PR #1401, opened 2026-04-27
fix: predict_click returns None for zero coordinates (x=0 or y=0)

### LINKED ISSUE #1400: fix: predict_click returns None for zero coordinates (x=0 or y=0)
### Description

In `libs/python/agent/cua_agent/loops/anthropic.py`, the `predict_click` method uses a truthiness check to validate the returned click coordinates:

```python
    x = action.get("x")
    y = action.get("y")
    return (int(x), int(y))
```

This check silently fails when **either coordinate is `0`**, because `0` is falsy in Python. For example, if the model predicts a click at `(0, 300)` (left edge) or `(500, 0)` (top edge), the condition evaluates to `False`, and the method incorrectly returns `None` instead of the valid coordinates.

### Steps to Reproduce

1. Use `predict_click` with a model that predicts a click at the left or top edge of the screen (x=0 or y=0).
2. The method returns `None` even though the model returned valid coordinates.

### Expected Behavior

Coordinates of `0` are valid — `predict_click` should return `(0, y)` or `(x, 0)` correctly.

### Fix

Replace the truthiness check with an explicit `None` check:

```python
if action.get("x") is not None and action.get("y") is not None:
    x = action.get("x")
    y = action.get("y")
    return (int(x), int(y))
```

### Impact

Any use case where the model must click an element at the leftmost column or topmost row of the screen will silently fail and return `None`.

Signed-off-by: cocoon <54054995+kuishou68@users.noreply.github.com>

kuishou68:
## Summary

Fixes a bug in `AnthropicHostedToolsConfig.predict_click` where coordinates with a value of `0` were silently discarded due to a Python truthiness check.

## Problem

```python
# BEFORE (buggy): 0 is falsy, so clicks at left/top edge return None
```

When a model predicts a click at the leftmost column (`x=0`) or topmost row (`y=0`) of the screen, `0` evaluates as falsy in Python, causing the condition to fail and the method to return `None` instead of the valid `(0, y)` or `(x, 0)` coordinates.

## Fix

```python
# AFTER (correct): explicitly check for None
if action.get("x") is not None and action.get("y") is not None:
```

This correctly treats `0` as a valid coordinate value while still guarding against missing keys.

## Files Changed

- `libs/python/agent/cua_agent/loops/anthropic.py` — line 1950: replace truthiness check with `is not None`

Closes #1400

Signed-off-by: cocoon <54054995+kuishou68@users.noreply.github.com>

## Summary by CodeRabbit

* **Bug Fixes**
  * Fixed coordinate validation to correctly accept click positions at the top-left corner (0,0), resolving issues where such interactions were being incorrectly rejected.

### DIFF
--- a/libs/python/agent/cua_agent/loops/anthropic.py
+++ b/libs/python/agent/cua_agent/loops/anthropic.py
@@ -1947,7 +1947,7 @@ Task: Click {instruction}. Output ONLY a click action on the target element.""",
             ):
 
                 action = item["action"]
-                if action.get("x") and action.get("y"):
+                if action.get("x") is not None and action.get("y") is not None:
                     x = action.get("x")
                     y = action.get("y")
                     return (int(x), int(y))


injaneity:
closed as addressed in #1515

-*-*-

:: Requirement ::
Pick every line from the listing holding the string "evaluates", and copy it.

:: Worked solution ::
This check silently fails when **either coordinate is `0`**, because `0` is falsy in Python. For example, if the model predicts a click at `(0, 300)` (left edge) or `(500, 0)` (top edge), the condition evaluates to `False`, and the method incorrectly returns `None` instead of the valid coordinates.
When a model predicts a click at the leftmost column (`x=0`) or topmost row (`y=0`) of the screen, `0` evaluates as falsy in Python, causing the condition to fail and the method to return `None` instead of the valid `(0, y)` or `(x, 0)` coordinates.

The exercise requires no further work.